There is a way. As the Arduino platform supports C++, you could wrap fp64lib with some operator functions. The following code provides a minimal wrapper:

#include <fp64lib.h>

class Double {
public:
Double() { x = 0ULL; }
Double( double f ) { x = fp64_sd( f ); }
Double( float f ) { x = fp64_sd( f ); }
Double( const Double& d ) { x = d.x; }
const char* toString() {
return fp64_to_string( x, 17, 15);
}
Double operator+( const Double& y ) {
Double res;
res.x = fp64_add( x, y.x );
return( res );
}
Double operator-( const Double& y ) {
Double res;
res.x = fp64_sub( x, y.x );
return( res );
}
Double operator*( const Double& y ) {
Double res;
res.x = fp64_mul( x, y.x );
return( res );
}
Double operator/( const Double& y ) {
Double res;
res.x = fp64_div( x, y.x );
return( res );
}
private:
float64_t x;
};

With the above wrapper, the Leibniz series example from above can be rewritten into:

#define MAX_COUNT 1000 // # of iterations before printing another approximation
Double x = Double( 1.0 );
Double n = Double( 3.0 );
Double delta = Double( 2.0 );
bool add = false;

void setup() {
Serial.begin(57600);
}

void loop() {
int cnt = 0;

while(1) {
if( add )
x = x + Double(1.0)/n;
else
x = x - Double(1.0)/n;
add = !add;
if( ++cnt == MAX_COUNT ) {
Serial.print( n.toString() );
Serial.print(": ");
Serial.print( x.toString() );
Serial.print("\t");
Double pi = x * Double(4.0);
Serial.println( pi.toString() );
cnt = 0;
}
n = n + Double(2.0);
}
}

Looks nice! But as in real life, beauty comes with a price. And here it comes with a double price: you need more memory (2328 instead of 2212 bytes of flash memory) and you need more execution time: 98,475s instead of 91,682s until n=100001.

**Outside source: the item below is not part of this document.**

PR #8837, opened 2020-09-05
EMU: Add date/time offset capability for console time

bevanweiss:
Provides a setting which can be applied per game, and allows for a custom date/time to be set.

If you think, that this is not a big issue, be aware that the above wrapper is only a minimum implementation. You certainly would like to include more of fp64lib functions (like conversion from/to int) and more operators (like comparision) – and with that your overhead will increase, violating Design principle #3: Minimize code size! Therefore, a “fatter” C++ wrapper will not be supplied with the library.